Given entries:

PR #3030, opened 2022-05-27
[#160264] Add axe-core specs

giladshanan:
# Release Notes

Adds a handful of accessibility specs and a few small accessibility improvements to make those specs pass.

### DIFF
--- a/app/views/layouts/two_column.html.haml
+++ b/app/views/layouts/two_column.html.haml
@@ -11,8 +11,10 @@
       .container
         .row
           .span12
-            %h1= yield :h1
-            %h2= yield :h2
+            - if yield(:h1).present?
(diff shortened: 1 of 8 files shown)


jossim (approved):

app/views/layouts/two_column.html.haml
```diff
@@ -11,8 +11,10 @@
       .container
         .row
           .span12
-            %h1= yield :h1
-            %h2= yield :h2
+            - if yield(:h1).present?
```
rdunlop, line 14: there's a better helper method for this. I think this is clearer:
```suggestion
            - if content_for?(:h1)
```

rdunlop (changes requested):

PR #3048, opened 2022-06-21
[#160400] Simplify logic for user type (internal/external)

giladshanan:
# Release Notes

We currently have 2 ways to determine if a user is internal or external - checking for a stored password or comparing username and email.  We'd like to be able to support SSO that uses email as username, and this allows that while also moving to a single way of checking user type.  

I've confirmed this change with all the schools.  Some schools will benefit from a little user record cleanup after this is released.

### DIFF
--- a/app/forms/user_form.rb
+++ b/app/forms/user_form.rb
@@ -42,7 +42,7 @@ class UserForm < SimpleDelegator
   end
 
   def admin_editable?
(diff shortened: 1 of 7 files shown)


jossim (approved):

jossim:
Looks good, pending specs passing

PR #3066, opened 2022-06-29
[#153891] Adds dynamic hint logic to new bundle product view

jossim:
# Release Notes

For Timed Services, the quantity field may be confusing for some users, since its meaning has recently changed.

This adds some informational hint text that dynamically appears when a Timed Service is being added to the bundle. It also makes it trivial to add hints for other product types.

# Screenshot

Screen Shot 2022-07-06 at 4 23 03 PM

### DIFF
--- a/app/assets/javascripts/app/bundle_products.js
+++ b/app/assets/javascripts/app/bundle_products.js
@@ -1,34 +1,42 @@
-// On bundle_products#new, switch between a regular quantity field and a time
-// quantity field based on the type of product selected.
-$(function() {
-  $productSelect = $(".js--bundleProducts__productSelect");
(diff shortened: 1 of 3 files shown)


app/assets/javascripts/app/bundle_products.js
```diff
@@ -2,29 +2,33 @@
 // quantity field based on the type of product selected.
 $(function() {
   $productSelect = $(".js--bundleProducts__productSelect");
+  const hints = document.querySelectorAll('.hint');
```
giladshanan, line 5: Let's use " instead of ' for consistency

giladshanan (approved):

PR #3078, opened 2022-07-11
Disables class caching in the development environment

jossim:
# Release Notes

Cached classes requires a lot of server restarts when developing. This disables class caching.

It also adjusts some loading behavior of the `C2po` engine so the application works correctly with respect to the caching. The way `C2po` was setup to load, `AccountConfig`'s reconcilable accounts would disappear. This make the reconcilable account code a bit more clear.

### DIFF
--- a/app/models/account_config.rb
+++ b/app/models/account_config.rb
@@ -30,7 +30,7 @@ class AccountConfig
   end
 
   def reconcilable_account_types
-    @reconcilable_account_types ||= statement_account_types.map(&:constantize).select(&:reconcilable?).map(&:to_s)
+    statement_account_types.uniq.map(&:constantize).select(&:reconcilable?).map(&:to_s)
   end
 
   # Returns an array of subclassed Account object names that support affiliates.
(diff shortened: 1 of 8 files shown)


app/support/reconcilable_account.rb
```diff
@@ -1,5 +1,7 @@
 # frozen_string_literal: true
 
 module ReconcilableAccount
-
+  def reconcilable?
```
giladshanan, line 4: I think it's worth adding a comment here to make it more obvious that this is a class method

app/models/account_config.rb
```diff
@@ -30,7 +30,7 @@ def statement_account_types
   end
 
   def reconcilable_account_types
-    statement_account_types.map(&:constantize).select { |t| t < ReconcilableAccount }.map(&:to_s)
+    statement_account_types.uniq.map(&:constantize).select(&:reconcilable?).map(&:to_s)
```
giladshanan, line 33: Did you decide not to memo'ize here?

giladshanan (approved):
Couple small comments for you

app/models/account_config.rb
giladshanan: I'm fine with `uniq` as long as it works, no need to monkey patch.

PR #3114, opened 2022-08-10
Adds spec changes from OSU

jossim:
# Release Notes

These changes were needed because OSU has `price_policy_note_options` and `order_detail_price_change_reason_options` drop down menus, so the selectors are slightly different.


vendor/engines/secure_rooms/spec/system/admin_edit_occupancy_spec.rb
```diff
@@ -34,7 +34,7 @@
     let(:entry_at) { Time.zone.parse("2017-09-12 08:30") }
     let(:exit_at) { Time.zone.parse("2017-09-12 09:30") }
 
-    it "can change the times" do
+    it "can change the times", :blank_price_change_reason_options do
```
jossim, line 37: This change is in OSU, but I'd guess we don't want it here, since if we ever have price change reason options, this test will ignore them.

giladshanan: Good point, let's take that out.

giladshanan (approved):

PR #3115, opened 2022-08-12
Adjusts _account_fields

jossim:
# Release Notes

It did not work correctly for existing accounts. This update correctly displays the account number for existing accounts.


giladshanan (approved):
Pending CI

PR #3119, opened 2022-08-17
Replace `account_field_value` with `account_number_part_value_or_default`

jossim:
# Release Notes

This replaces `account_field_value` in a helper with `account_number_part_value_or_default` in `Accounts::AccountNumberSectionable`

Due to special cases, `account_field_value` needed to be much more complicated to work in the needed scenarios -- on edit, and when there's only a single account number part. Pushing the logic to the `Account` model, via the `Accounts::AccountNumberSectionable` module is a simpler solution.


giladshanan:
@jossim looks like a spec failure here

giladshanan (approved):

PR #4286, opened 2024-05-28
[Shared dev] [#162298] Allow Staff users to perform cross core actions

LeticiaErrandonea:
# Release Notes
* Allow Staff users to perform cross core actions

# Accessibility

### DIFF
--- a/app/lib/ability.rb
+++ b/app/lib/ability.rb
@@ -166,12 +166,6 @@ class Ability
 
 
   def facility_administrator_abilities(user, resource, controller)
-    can :available_for_cross_core_ordering, Product if controller.is_a?(ProductsController)
-
-    if controller.is_a?(FacilityAccountsController) && user.facility_administrator_of_any_facility?
-      can [:accounts_available_for_order, :show], Account
-    end
-
     if resource.is_a?(PriceGroup) && user.facility_administrator_of?(resource.facility)
       if !resource.global?
         can :manage, [AccountPriceGroupMember, UserPriceGroupMember]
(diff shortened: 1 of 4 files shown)


app/lib/ability.rb
```diff
@@ -290,6 +257,42 @@ def facility_senior_staff_abilities(user, resource, controller)
 
 
   def facility_staff_abilities(user, resource, controller)
+    can :available_for_cross_core_ordering, Product if controller.is_a?(FacilityOrdersController) || controller.is_a?(ProductsController)
```
giladshanan, line 260: curious if this is necessary since we are skip the authorize resource call?

app/lib/ability.rb
```diff
@@ -290,6 +257,42 @@ def facility_senior_staff_abilities(user, resource, controller)
...
+
+    if controller.is_a?(FacilityAccountsController) && user.facility_staff_of_any_facility?
```
giladshanan, line 262: Use if/elsif for controller logic, consider moving cross core abilities into its own method

app/models/concerns/users/roles.rb
```diff
@@ -33,8 +33,12 @@ def operable_facilities
       end
     end
 
-    def facility_administrator_of_any_facility?
-      user_roles.find { |r| r.role == UserRole::FACILITY_ADMINISTRATOR }.present?
+    def facility_staff_of_any_facility?
+      user_roles.find { |r| [UserRole::FACILITY_ADMINISTRATOR, UserRole::FACILITY_SENIOR_STAFF, UserRole::FACILITY_STAFF].include?(r.role) }.present?
+    end
+
+    def facility_staff_or_above_of?(facility)
```
giladshanan, line 40:
```suggestion
    def facility_staff_or_manager_of?(facility)
```

app/models/concerns/users/roles.rb
```diff
@@ -33,8 +33,12 @@ def operable_facilities
       end
     end
 
-    def facility_administrator_of_any_facility?
-      user_roles.find { |r| r.role == UserRole::FACILITY_ADMINISTRATOR }.present?
+    def facility_staff_of_any_facility?
```
giladshanan, line 36:
```suggestion
    def facility_staff_or_manager_of_any_facility?
```

app/models/concerns/users/roles.rb
```diff
@@ -56,6 +60,11 @@ def manager_of?(facility)
       user_roles.manager?(facility) || administrator?
     end
 
+    def facility_staff_of?(facility)
+      return false if facility.blank?
```
giladshanan, line 64: can you add a newline after the guard clause?

giladshanan (commented):
nice work, left some minor comments and suggestions

app/lib/ability.rb
LeticiaErrandonea: Yes, it's still necessary. If I remove this, specs fail as no user is allowed to hit that endpoint

app/lib/ability.rb
```diff
@@ -290,6 +257,12 @@ def facility_senior_staff_abilities(user, resource, controller)
 
 
   def facility_staff_abilities(user, resource, controller)
+    cross_core_abilities(user, resource, controller)
+
+    if resource.is_a?(OrderDetail) && user.facility_staff_or_manager_of?(resource.facility)
+      can :manage, OrderDetail, order: { facility_id: resource.order.facility_id }
```
giladshanan, line 263: I'm not sure but this might be giving staff more abilities than they want/realize. Let's push this to stage and call it out in the testing notes

giladshanan (approved):
nice!

PR #4302, opened 2024-06-04
[#162306] Make Cross core orders purchased

LeticiaErrandonea:
# Release Notes
* Make Cross core orders purchased.

# Additional context
A "new" order in our codebase is a "cart". Once the user purchases it, the order changes to "purchased". 
Cross core orders were created in "new" state but never updated to purchased. For instruments (the majority of our tests) it was right, as it's only updated when the reservation is confirmed.
This was causing different problems, the main ones being: cross core order wasn't visible in the Orders tab for the receiving facility, and order's user cart had the last product that was intended to be added to the project.


app/forms/add_to_order_form.rb
```diff
@@ -163,20 +161,23 @@ def create_cross_core_project_and_add_order!
...
-        facility: product_facility,
-        account_id:,
-        user_id: original_order.user_id,
-        created_by: created_by.id,
-        cross_core_project: @order_project
-      )
+      product_order = find_or_create_product_order
+
+      # If the product that is going to be added requires a merge order, then it is created as part of the merge_order method.
+      # Otherwise, just use product_order.
```
giladshanan, line 167:
```suggestion
      # If the product that is going to be added requires a merge. order, 
      # then we create the merge order as part of the merge_order method.
      # We don't want to purchase the merge_order yet because we don't have 
      # all the detail needed from the user (reservation time, order form, etc)
```

app/forms/add_to_order_form.rb
```diff
@@ -163,20 +161,23 @@ def create_cross_core_project_and_add_order!
...
       original_order.update!(cross_core_project: @order_project)
 
-      product_order = Order.find_or_create_by!(
-        facility: product_facility,
-        account_id:,
-        user_id: original_order.user_id,
-        created_by: created_by.id,
-        cross_core_project: @order_project
-      )
+      product_order = find_or_create_product_order
```
giladshanan, line 164:
```suggestion
      # This is the order that will be purchased if we have the details to do so
      product_order = find_or_create_product_order
```

app/forms/add_to_order_form.rb
```diff
@@ -163,20 +161,23 @@ def create_cross_core_project_and_add_order!
...
 
-      product_order.add(product, quantity, params.merge(ordered_at: Time.zone.now)).each do |order_detail|
         order_detail.set_default_status!
         order_detail.change_status!(order_status) if order_status.present?
 
         order_detail.update!(project_id: @order_project.id)
       end
+
+      order_purchaser = OrderPurchaser.new(order: product_order, acting_as: original_order.user, order_in_past: nil, params: ActionController::Parameters.new(params), user: created_by)
+      order_purchaser.purchase_cross_core! if order_purchaser.purchase_for_cross_core?
```
giladshanan, line 180:
```suggestion
      order_purchaser.purchase_cross_core! unless requires_merge?
```

app/forms/add_to_order_form.rb
```diff
@@ -163,20 +161,23 @@ def create_cross_core_project_and_add_order!
...
-        account_id:,
-        user_id: original_order.user_id,
-        created_by: created_by.id,
-        cross_core_project: @order_project
-      )
+      product_order = find_or_create_product_order
+
+      # If the product that is going to be added requires a merge order, then it is created as part of the merge_order method.
+      # Otherwise, just use product_order.
+      target_order = requires_merge? ? merge_order : product_order
```
giladshanan, line 168: I think this should be if/else

app/forms/add_to_order_form.rb
```diff
@@ -230,15 +230,33 @@ def merge_order
                        created_by: created_by.id,
                        cross_core_project: @order_project,
                      )
-                   else
+                    else
```
giladshanan, line 233: nit pick - I think the indentation is one space off?

app/forms/add_to_order_form.rb
```diff
@@ -219,9 +220,8 @@ def order_status
   def merge_order
```
giladshanan, line 220: I think we can do our future selves a favor by adding some code comments here about what this method actually does/returns.  I would also support renaming to `target_order` or something else that is more revealing of intention.

app/forms/add_to_order_form.rb
```diff
@@ -230,15 +230,33 @@ def merge_order
...
                        cross_core_project: @order_project,
                      )
-                   else
+                    else
                      target_order
-                   end
+                    end
+  end
+
+  def find_or_create_product_order
```
giladshanan, line 238: Add a code comment to explain why are we finding first?
"Create the new order if the project doesn't have a cross core order for the selected facility yet"

app/forms/add_to_order_form.rb
```diff
@@ -230,15 +230,33 @@ def merge_order
...
+    Order.create!(
+      facility: product_facility,
+      account_id:,
+      user_id: original_order.user_id,
+      created_by: created_by.id,
+      cross_core_project: @order_project
+    )
+  end
+
+  def requires_merge?
```
giladshanan, line 250: Comment - intention is to determine if we should create a merge order or not based on the products

app/forms/add_to_order_form.rb
```diff
@@ -230,15 +230,33 @@ def merge_order
...
+    products = product.is_a?(Bundle) ? product.products : [product]
+
+    products.any?(&:requires_merge?)
   end
 
   def order_for_selected_facility
     return unless @order_project
 
-    @order_for_selected_facility ||= @order_project.orders.find { |o| o.facility_id == @facility_id }
+    @order_for_selected_facility ||= @order_project.orders.reload.find { |o| o.facility_id == @facility_id }
```
giladshanan, line 259: comment - why do we need to reload here?

app/services/order_purchaser.rb
```diff
@@ -42,6 +42,24 @@ def purchase!
     @errors = order.errors.full_messages
   end
 
+  def purchase_cross_core!
+    # Check if we need this
```
giladshanan, line 46: remove this and line 53 if we don't need it

app/services/order_purchaser.rb
```diff
@@ -50,6 +68,10 @@ def errors
     @errors.compact.uniq
   end
 
+  def purchase_for_cross_core?
```
giladshanan, line 71: don't think we need this

giladshanan (commented):
Getting close!

spec/system/admin/adding_to_a_cross_core_order_spec.rb
```diff
@@ -0,0 +1,271 @@
...
+          click_button "Create"
+
+          # After the reservation is created, the merge_order is cleared
+          expect(project.reload.orders.last.merge_with_order_id).to eq(nil)
+        end
+      end
+    end
+  end
+
+  describe "adding a product from another facility" do
```
giladshanan, line 166:
```suggestion
  describe "adding an item from another facility" do
```

giladshanan (approved):
🎉  one small suggestion

PR #4330, opened 2024-06-11
[Shared dev] [#162254] Redirect to correct order after "Cancel reservation" 

LeticiaErrandonea:
# Release Notes
* Redirect to correct order after "Cancel reservation" 

# Accessibility

### DIFF
--- a/app/controllers/order_details_controller.rb
+++ b/app/controllers/order_details_controller.rb
@@ -46,14 +46,7 @@ class OrderDetailsController < ApplicationController
         end
       end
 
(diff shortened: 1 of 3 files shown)


app/controllers/order_details_controller.rb
```diff
@@ -120,4 +121,15 @@ def order_detail_params
     params.require(:order_detail).permit(:account_id)
   end
 
+  def redirect_to_path
```
giladshanan, line 124: If we use this same logic in 3 or more places, I'd vote for putting this into a concern

giladshanan (approved):

PR #4368, opened 2024-06-18
[SHARED DEV] [#162198] Add filters to Projects tab

LeticiaErrandonea:
# Release Notes
* Add filters to Projects tab

# Screenshot
## When there are results
image

## When there are no results
image

# Additional Context
* In the next PR I'll add Project show with order details

# Accessibility

### DIFF
--- a/app/services/projects_search/cross_core_searcher.rb
+++ b/app/services/projects_search/cross_core_searcher.rb
@@ -1,6 +1,6 @@
 # frozen_string_literal: true
 
-module CrossCoreProjectsSearch
+module ProjectsSearch
 
   class CrossCoreSearcher < BaseSearcher
     def options
--- a/app/services/projects_search/cross_core_searcher.rb
+++ b/app/services/projects_search/cross_core_searcher.rb
@@ -30,16 +30,11 @@ module ProjectsSearch
     private
 
     def cross_core_projects
-      Projects::Project
-        .joins(:orders)
-        .where(orders: { facility_id: @current_facility_id })
+      Projects::Project.cross_core.for_facility(@current_facility_id)
     end
 
     def single_facility_projects
-      Projects::Project
-        .left_outer_joins(orders: [:facility, :cross_core_project])
-        .where(orders: { cross_core_project_id: nil })
-        .where(facility_id: @current_facility_id)
+      Projects::Project.for_single_facility(@current_facility_id)
     end
 
   end
--- a/app/services/projects_search/searcher.rb
+++ b/app/services/projects_search/searcher.rb
@@ -32,7 +32,7 @@ module ProjectsSearch
 
         search_params = params[searcher_class.key.to_sym]
 
-        # Options should not be restricted, they should search over the full order details
+        # Options should not be restricted, they should search over the full list of projects
         option_searcher = searcher_class.new(projects)
 
         Results.new(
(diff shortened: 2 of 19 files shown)


app/services/projects_search/cross_core_searcher.rb
```diff
@@ -0,0 +1,47 @@
...
+    def input_type
+      :select
+    end
+
+    private
+
+    def cross_core_projects
+      Projects::Project
+        .joins(:orders)
+        .where(orders: { facility_id: @current_facility_id })
```
giladshanan, line 35: I think we have a scope that does this same thing:
```suggestion
      Projects::Project.for_facility(@current_facility_id )
```
... but isn't this logic going to include single facility projects as well?
for OrderDetail we have this scope:
```
  scope :cross_core, lambda {
    joins(order: [:facility, :cross_core_project])
    .where.not(orders: { cross_core_project_id: nil })
  }
```
... can you add something like that to the Project model?
then we can do:
`Projects::Project.cross_core.for_facility(@current_facility_id )`

app/services/projects_search/cross_core_searcher.rb
```diff
@@ -0,0 +1,47 @@
...
+    end
+
+    def single_facility_projects
+      Projects::Project
```
giladshanan, line 39:
```suggestion
      Projects::Project.single_facility.for_facility(@current_facility_id )
```
...
```
  scope :single_facility, lambda {
    joins(order: [:facility, :cross_core_project])
    .where(orders: { cross_core_project_id: nil })
  }
```

app/services/projects_search/searcher.rb
```diff
@@ -0,0 +1,73 @@
...
+      @searchers = Array(searchers)
+    end
+
+    def search(projects, params)
+      @searchers.reduce(Results.new(projects)) do |results, searcher_class|
+        searcher = searcher_class.new(results.projects, params[:current_facility_id])
+
+        search_params = params[searcher_class.key.to_sym]
+
+        # Options should not be restricted, they should search over the full order details
```
giladshanan, line 35:
```suggestion
        # Options should not be restricted, they should search over the full list of projects
```

vendor/engines/projects/app/controllers/projects/projects_controller.rb
```diff
@@ -83,6 +88,10 @@ def showing_inactive?
 
     private
 
+    def initial_projects
+      nil
```
giladshanan, line 92: Any reason to use `nil` here instead of an empty array?  curious why this needs a method of its own?  maybe the searcher should have this as an optional input?

giladshanan (changes requested):
Looks good, left a few comments/requests

app/services/projects_search/cross_core_searcher.rb
LeticiaErrandonea: Oh, you're right! I added a case for specs but those single facility projects don't have any orders attached.

vendor/engines/projects/app/controllers/projects/projects_controller.rb
LeticiaErrandonea: The searcher uses recursion to filter the previous list of projects, making the input optional would also mean switching the params. I can do that but I wonder if it's the best as it'd make this searcher different from the rest and could be a bit confusing.

It definitely doesn't need to be its own method, I'll fix that.

giladshanan (approved):
🎉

Exercise prompt: Copy all lines above where "rdunlop" is present.

Answer to this problem:
rdunlop, line 14: there's a better helper method for this. I think this is clearer:
rdunlop (changes requested):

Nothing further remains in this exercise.